In a discussion scheduled to start at 1:30 p.m. in the board chambers at the Lake County Courthouse on N. Forbes, the board will take up the issue of resort properties – specifically, RV parks – that allow long-term residents.
The board will discuss and consider establishing a county Code Enforcement policy to respond to concerns about such properties allowing for ongoing residency without the proper zoning.
The issue arose recently during an April 21 discussion on the county's zoning ordinance.
“That's something we really need to tackle,” Supervisor Jeff Smith said at the April 21 meeting.
He said some of the parks have become blighted. “We've talked about it for years and years, how it's illegal.”
County Administrative Officer Kelly Cox told the board at the time that allowing RV parks to rent on a longterm basis results in lost revenue for the county in the form of transient occupancy tax and property tax.
Community Development Director Rick Coel said there are challenges with enforcing such codes on resorts. It crosses into the jurisdiction of the state Housing and Community Development Department, which overseas mobile homes and manufactured housing.

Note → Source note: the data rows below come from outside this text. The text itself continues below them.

PR #5517, opened 2024-09-05
fix(linter): handle loops in `getter-return` rule

### LINKED ISSUE #3935: linter: getter-return false positive
```javascript
  get steps() {
    const steps = [];

    const gradient = colorGradient('#3D68FF', '#8845FF', this.maxStepsNumber);

    for (let i = 0; i < this.maxStepsNumber; i++) {
      steps.push({
        stepnum: i + 1,
        status: i <= this.currentStepIndex ? 'active' : '',
        background: htmlSafe(`background: ${gradient[i]};`),
      });
    }

    return steps;
  }
```

https://github.com/1024pix/pix/blob/1352bd8d7f6070f1ff8da79867f543c1c1926e59/mon-pix/app/components/progress-bar.js#L29-L43

camchenry:
- Fixes https://github.com/oxc-project/oxc/issues/3935

Prior to this, it didn't seem like we were correctly continuing to search the graph after we encountered a backedge (loop). Now, when encountering a cycle, we will not automatically break or prune the search.

### DIFF
--- a/crates/oxc_linter/src/rules/eslint/getter_return.rs
+++ b/crates/oxc_linter/src/rules/eslint/getter_return.rs
@@ -257,6 +257,7 @@ impl GetterReturn {
                                 e.weight(),
                                 EdgeType::Jump
                                     | EdgeType::Normal
+                                    | EdgeType::Backedge
                                     | EdgeType::Error(ErrorEdgeKind::Explicit)
                             )
                         }) {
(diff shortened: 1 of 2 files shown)


crates/oxc_linter/src/rules/eslint/getter_return.rs
```diff
@@ -426,6 +478,31 @@ fn test() {
...
+            None,
+        ),
+        (
+            "
+            var foo = {
+                get bar() {
+                    let i = 0;
+                    while (i < 10) {
+                        return i;
+                    }
```
camchenry, line 500: Although this might actually return in all cases practically, in general it would be impossible to know if this actually returns or not (halting problem). So, we just assume that it won't and require it to be explicit

rzvxa:
Thank you for your contribution, Funnily enough, earlier this day I was looking into this issue; I'm so glad you submitted this PR as early as you did otherwise we would've lost some time working on the same thing.

crates/oxc_linter/src/rules/eslint/getter_return.rs
rzvxa: Right, In most cases we can't detect it, However, We have `ControlFlowGraph::is_infinite_loop_start` which does a super simple constant evaluation that detects things like `while(true)` and `for (;;)`; We may want to enhance this rule in the future to pass things like this:

```js
class foo {
  get bar() {
    while(true) { return 0 }
  }
}
```

While linting code like:

```js
class foo {
  get bar() {
    while(false) { return 0 }
  }
}
```

However, it isn't necessary for now and seems out of the scope of this PR.

rzvxa (changes requested):

crates/oxc_linter/src/rules/eslint/getter_return.rs
rzvxa: You are right, We have means to detect infinite loops like `while(true)` and `for(;;)` via constant evaluation but supporting it here might be out of scope.

rzvxa (approved):

rzvxa:
Please update snapshots so the tests pass.
I personally use `cargo insta test` to regenerate all snapshots.

camchenry:
@rzvxa Thanks, just updated it now!

PR #5519, opened 2024-09-06
refactor(ast_tools): add some minimal logging.

rzvxa:


rzvxa:
* **#5519** <a href="https://app.graphite.dev/github/pr/oxc-project/oxc/5519?utm_source=stack-comment-icon" target="_blank">Graphite</a> 👈
* `main`

<h2></h2>

rzvxa:
@Boshen For some reason Graphite is stuck in the merge, So I'll use this chance to do a small edit, Marking it as draft in the meanwhile.

tasks/ast_tools/src/main.rs
```diff
@@ -128,5 +137,41 @@ fn write_ci_filter(
...
+
+    /// Shouldn't be called after first use of the logger macros.
+    pub(super) unsafe fn quiet() {
+        LOG = false;
+    }
+
+    pub(super) fn __internal_log_enable() -> bool {
+        // SAFETY:`LOG` doesn't change from the moment we start using it.
+        unsafe { LOG }
+    }
```
overlookmotel, line 158: Once again, I'm late to the party!

Do we need to resort to unsafe code for this? Could we use something like a `OnceLock` or `AtomicBool` instead?

I know that'd be a bit less efficient, but I imagine it'd be a drop in the ocean in the context of the whole codegen process, and performance is not critical in AST tools anyway.

overlookmotel:
Side question: Does AST tools exit with a non-zero error-code if something fails? I guess it should for [`ast_changes` CI job](https://github.com/oxc-project/oxc/blob/dc924892ccd6a6297ebb02e9e9a9a538a910df0f/.github/workflows/ci.yml#L235-L258).

tasks/ast_tools/src/main.rs
rzvxa: You are correct, I'll submit a PR for it.

rzvxa:
> Side question: Does AST tools exit with a non-zero error code if something fails? I guess it should for [`ast_changes` CI job](https://github.com/oxc-project/oxc/blob/dc924892ccd6a6297ebb02e9e9a9a538a910df0f/.github/workflows/ci.yml#L235-L258).

Yes, If it doesn't then it is a bug. main returns a result for this exact reason.

tasks/ast_tools/src/main.rs
rzvxa: #5574 will fix this

overlookmotel:
OK cool. Just checking!

Issue #4891, opened 2024-08-14
oxlint -v return 'dev' instead of '0.7.1' 


GiladShoham:
When running `oxlint -V` it returns `dev` instead of `0.7.1`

Coel said the agency won't act on a violation unless it's caught within two years.
At that meeting, Board Chair Denise Rushing said long-term residents at RV parks is a huge issue, especially in District 3, which includes the Northshore towns of Nice, Lucerne and Clearlake Oaks.
Many of the people who live in the parks have made their trailers their full-time homes, and have been there a long time. “To go in now, I think, requires a full program.”
She said the county also needs to be sensitive to the economic times and not put the enforcement issue on the backs of those who can least afford it.
Replied Smith, “As far as I'm concerned, we're going after the owners of those parks.”
Cox told Lake County News that earlier in this fiscal year Code Enforcement made some efforts to try to bring such resort properties into compliance because of the zoning ordinance violations, but county staff needs clarification on how to proceed.
Besides loss of significant transient occupancy tax, the county is looking at health and safety issues in some of those long-term residency situations. “They weren't constructed to be permanent housing.”
Cox said he thinks Code Enforcement and Environmental Health should take the lead in dealing with such parks.
He said he expects additional discussions will take place, and complaints to be lodged by park owners. “You just don't go out and do this overnight.”
Cox said property owners who allow for long-term residency in violation of the zoning ordinance are breaking the law. “Something has to be done.”
He said there are housing alternatives, including the affordable housing apartment complex for seniors currently under construction by Eskaton in Clearlake Oaks, which he said doesn't have a full waiting list. There also is housing available in Lucerne and Clearlake.
When the county purchased Clark's Island in Clearlake Oaks, it had to relocate all of the residents. Cox said he thinks that everyone who left the island is now in a better situation, adding that the island's blighted condition was a good example of what happens when an RV park is let go to become permanent housing.
He said he doesn't know if the RV park owners will become liable for relocating their long-term renters, as they would be if they owned mobile home parks that are converting to another use.
Cox said the owners can apply for a zoning change if they want to change their use permits and keep long-term renters.
But, if they don't, they're violating their use permits. “The county has an obligation to enforce those permits. That's the point,” he said.
Rushing told Lake County News that she put the item on the May 5 agenda to give the board a chance to fully consider all of its implications.
“I think that there are some questions that we need to ask about how this is going to be done, and some of those questions involve the responsibility for tenants that have been longtime residents of these parks,” she said.
“Code enforcement is one of the most significant powers we have, and we have responsibility to exercise it very carefully,” she said, adding that just because the government can do something, doesn't mean that it should.